▸ TASK DETAILS
Please output the data below exactly as given, starting at its first line and stopping after the line that contains "- Updated mainnet".

▸ GIVEN ENTRIES
PR #7074, opened 2025-05-21
fix: base node panic

SWvheerden:
Description
---
Fix potential panic in base node

## Summary by CodeRabbit

- **Bug Fixes**
  - Improved the calculation method for estimated hash rates of different proof-of-work algorithms, ensuring more accurate and reliable network state reporting.

- **Chores**
  - Updated mainnet configuration to adjust the expected block target times for multiple proof-of-work algorithms.
  - Refined pre-mine token maturity schedules and spendable supply expectations in tests to reflect updated block boundaries.

### DIFF
--- a/applications/minotari_node/src/grpc/base_node_grpc_server.rs
+++ b/applications/minotari_node/src/grpc/base_node_grpc_server.rs
@@ -426,7 +426,7 @@ impl tari_rpc::base_node_server::BaseNode for BaseNodeGrpcServer {
                         obscure_error_if_true(report_error_flag, Status::internal(e.to_string()))
                     })?;
                 let target_time = constants.pow_target_block_interval(PowAlgorithm::Sha3x);
-                let estimated_hash_rate = target_difficulty.as_u64().checked_sub(target_time).unwrap_or(0);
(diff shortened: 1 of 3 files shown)


applications/minotari_node/src/grpc/base_node_grpc_server.rs
```diff
@@ -426,7 +426,7 @@ impl tari_rpc::base_node_server::BaseNode for BaseNodeGrpcServer {
                         obscure_error_if_true(report_error_flag, Status::internal(e.to_string()))
                     })?;
                 let target_time = constants.pow_target_block_interval(PowAlgorithm::Sha3x);
-                let estimated_hash_rate = target_difficulty.as_u64() / target_time;
+                let estimated_hash_rate = target_difficulty.as_u64().saturating_sub(target_time);
```
SChernykh, line 429: I don't understand... Why do you subtract time from difficulty? Shouldn't you do a division here?

SWvheerden: you are right, it should be...

PR #7112, opened 2025-05-27
fix: exclude coinbases from fee calc

SWvheerden:
Description
---
dont include the coinbase in the fee calcs

## Summary by CodeRabbit

- **Bug Fixes**
  - Corrected block fee calculations to exclude coinbase transactions, ensuring only non-coinbase fees are included.


hansieodendaal (approved):
utACK

PR #7117, opened 2025-05-28
feat!: remove the ability to send completely raw bytes via grpc

SWvheerden:
Description
---
Changes the transfer command, that if you provide the raw bytes, it puts it into the open format. 
This does change legacy behaviour, but most people who use this are not aware that the bytes if provided in raw from need to contain some other details as well.

By providing raw data to the wallet it thinks its i nthe correct form, but its not and this leads to weird looking payment id's 

## Summary by CodeRabbit

- **New Features**
  - Transaction details now include comprehensive input and output commitment data for enhanced transparency.
  - Transaction responses in transfers and batch processes provide enriched metadata for better insight.
- **Refactor**
  - Improved payment ID construction during transfers for more precise transaction identification.

### DIFF
--- a/applications/minotari_console_wallet/src/grpc/wallet_grpc_server.rs
+++ b/applications/minotari_console_wallet/src/grpc/wallet_grpc_server.rs
@@ -121,6 +121,8 @@ use tari_core::{
             SideChainFeature,
             UnblindedOutput,
         },
+        transaction_key_manager::TransactionKeyManagerInterface,
+        transaction_protocol::recipient::RecipientState,
     },
 };
 use tari_script::script;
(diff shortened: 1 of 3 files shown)


applications/minotari_console_wallet/src/grpc/wallet_grpc_server.rs
```diff
@@ -704,7 +750,7 @@ impl wallet_server::Wallet for WalletGrpcServer {
         let mut transfers = Vec::new();
         for (hex_address, address, amount, fee_per_gram, payment_type, user_payment_id, raw_payment_id) in recipients {
             let payment_id = if !raw_payment_id.is_empty() {
-                PaymentId::from_bytes(&raw_payment_id)
+                PaymentId::open(raw_payment_id.to_vec(), TxType::PaymentToOther)
```
hansieodendaal, line 753: It would be better if this option were completely removed from the interface, as it boils down to being the same as `UserPaymentId::user_bytes`. Having a choice between two things that give the same result is confusing. It is also possible to specify both `raw_payment_id` and `user_payment_id` with undefined behaviour for the user, where `raw_payment_id` will always have preference.

hansieodendaal (commented):
Just one comment on raw payment id.
Supplemented transaction onfo looks good.

applications/minotari_console_wallet/src/grpc/wallet_grpc_server.rs
SWvheerden: This is backwards compatibility, by removing this, its a silent fail. 
If we remove the grpc as well, it becomes a silent fail as well.

PR #7128, opened 2025-05-29
feat: disable default dht discovery forwarding

hansieodendaal:
Description
---
- Disabled default forwarding of DHT discovery messages as this is not required for the proper operation of the network. A config option has been added to enable or disable this, but the default is false.
- Adjusted the DHT dedup cache default config to be a lot more conservative before starting new dedup cycle - the amount of time an identical inbound message will be ignored before being processed again.

Motivation and Context
---
Mainnet is being flooded with messages that do not contribute to the blockchain.

How Has This Been Tested?
---
System-level testing shows markedly reduced overheads, inbound pipeline finish times and overall memory usage. The dedup cache also does its job much better now so the base node does not can ignore the endless round robbin of the messages.

---
Code review.
System-level testing.

Breaking Changes
---

- [x] None
- [ ] Requires hard fork
- [ ] Other - Please specify

## Summary by CodeRabbit

- **New Features**
  - Introduced a new configuration option to enable or disable message forwarding in the network's DHT. This option is disabled by default and can be enabled for communication nodes.

- **Improvements**
  - Increased the default cache capacity for deduplication and extended the default cache trim interval, enhancing overall message handling efficiency.

- **Documentation**
  - Updated configuration files and documentation comments to reflect the new forwarding option and revised cache settings.


SWvheerden (approved):
I am slightly weary that this might cause some unintended breakage down the line

PR #7728, opened 2026-03-23
feat: change logic in node pool management

SWvheerden:
Description
---
Completely redo and change pool logic in the node. 
Node will every 10 min by default change 10% of its pool to make sure that islands dont form. 
Node will refresh entire pool if there are no connections. 
Fixes a bad migration on the sql.

### DIFF
--- a/comms/dht/src/connectivity/mod.rs
+++ b/comms/dht/src/connectivity/mod.rs
@@ -425,7 +425,7 @@ impl DhtConnectivity {
             .drain(..)
             .partition::<Vec<_>, _>(|n| disconnected.iter().any(|c| c.peer_node_id() == n));
         // we want add and at most 10% new peers or at least 1 peer
-        let keep_size = max(pool_size / 10, 1);
+        let keep_size = pool_size - max(pool_size * self.config.connectivity.churn_rate / 100, 1);
         while connected.len() > keep_size {
             // we remove a random peer so as not to keep swapping the same peer each time.
             let mut rng = thread_rng();
--- a/comms/dht/src/connectivity/mod.rs
+++ b/comms/dht/src/connectivity/mod.rs
@@ -38,23 +38,17 @@ use std::{
     sync::Arc,
     time::{Duration, Instant},
 };
-
+use std::cmp::max;
 use log::*;
+use rand::{thread_rng, Rng};
 pub use metrics::{MetricsCollector, MetricsCollectorHandle};
-use tari_comms::{
-    Minimized,
-    PeerConnection,
-    PeerManager,
-    connectivity::{
-        ConnectivityError,
-        ConnectivityEvent,
-        ConnectivityEventRx,
-        ConnectivityRequester,
-        ConnectivitySelection,
-    },
-    multiaddr,
-    peer_manager::{NodeId, Peer, PeerManagerError},
-};
+use tari_comms::{Minimized, PeerConnection, PeerManager, connectivity::{
+    ConnectivityError,
+    ConnectivityEvent,
+    ConnectivityEventRx,
+    ConnectivityRequester,
+    ConnectivitySelection,
+}, multiaddr, peer_manager::{NodeId, Peer, PeerManagerError}, PeerConnectionError};
 use tari_shutdown::ShutdownSignal;
 use thiserror::Error;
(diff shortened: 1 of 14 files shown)


comms/dht/src/connectivity/mod.rs
```diff
@@ -320,40 +325,56 @@ impl DhtConnectivity {
...
+            new_peers.len(),
+        );
+        let old_peers = self.random_pool.drain(..).collect::<Vec<_>>();
+        for peer in &new_peers {
+            self.insert_random_peer(peer.clone());
         }
-
+        // Make sure we drop any connection handles that removed from the pool
+        for old_peer in &old_peers {
+            self.remove_connection_handle(old_peer).await?;
```
sdbondi, line 373: When you drop a connection handle, the reaper inside the connection manager will disconnect any peers what have no handle. So this should cause a lot of connection churn (depending on how often the reaping happens etc)

The previous code would look for disconnected peers in the random pool, and only connect new peers to get the number of connected peers back up to the target value. TARGET - NUM_DISCONNECTED = NUM_NEW_PEERS_TO_CONNECT so if we have good connections to TARGET peers then the function is a no-op.

I suspect you want to preserve (something like) this behaviour rather than potentially cause churn?

comms/dht/src/connectivity/mod.rs
```diff
@@ -320,40 +325,56 @@ impl DhtConnectivity {
...
         if try_revive_connections {
-            self.redial_pool_peers_as_required().await?;
+            let should_refresh = self
+                .random_pool_last_refresh
+                .map(|instant| instant.elapsed() >= self.config.connectivity.random_pool_refresh_interval)
+                .unwrap_or(true);
+            if should_refresh {
+                self.refresh_entire_pool().await?;
+            } else {
+                debug!(
```
sdbondi, line 339: With the call to `refresh_random_pool` moved into an else (`!refresh_entire_pool`) this will never "revive" the connections, so the debug message doesnt do what it says it does

comms/dht/src/connectivity/mod.rs
```diff
@@ -320,40 +325,56 @@ impl DhtConnectivity {
...
             self.random_pool.len(),
         );
 
         if try_revive_connections {
-            self.redial_pool_peers_as_required().await?;
+            let should_refresh = self
+                .random_pool_last_refresh
+                .map(|instant| instant.elapsed() >= self.config.connectivity.random_pool_refresh_interval)
+                .unwrap_or(true);
+            if should_refresh {
```
sdbondi, line 336: Is there a reason to churn connections after an interval?

comms/dht/src/connectivity/mod.rs
```diff
@@ -503,24 +557,29 @@ impl DhtConnectivity {
...
+        Ok(())
     }
 
-    fn remove_connection_handle(&mut self, node_id: &NodeId) {
+    async fn remove_connection_handle(&mut self, node_id: &NodeId) -> Result<(), PeerConnectionError> {
         if let Some(idx) = self.connection_handles.iter().position(|c| c.peer_node_id() == node_id) {
-            let conn = self.connection_handles.swap_remove(idx);
+            let mut conn = self.connection_handles.swap_remove(idx);
+            if conn.is_connected() {
+                conn.disconnect(Minimized::No, "DhtConnectivty").await?;
```
sdbondi, line 584: Ah I see that the connection is immediately disconnected, not reaped. If some other service is using this connection, it will be interrupted (the reaper will not disconnect until its actually unused). This may be mostly fine (it's more of an issue with wallets using P2P, which they dont now), but I still wonder why we keep on disconnecting and reestablishing connections that were previously stable.

comms/dht/src/connectivity/mod.rs
SWvheerden: this should only trigger if there are no connections, but we also dont want to keep triggering this, we want give time to make new connections, hence the wait

comms/dht/src/connectivity/mod.rs
SWvheerden: this is so we can force some churn and stop islands from forming in the network

sdbondi (dismissed):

▸ SOLUTION BELOW
PR #7074, opened 2025-05-21
fix: base node panic

SWvheerden:
Description
---
Fix potential panic in base node

## Summary by CodeRabbit

- **Bug Fixes**
  - Improved the calculation method for estimated hash rates of different proof-of-work algorithms, ensuring more accurate and reliable network state reporting.

- **Chores**
  - Updated mainnet configuration to adjust the expected block target times for multiple proof-of-work algorithms.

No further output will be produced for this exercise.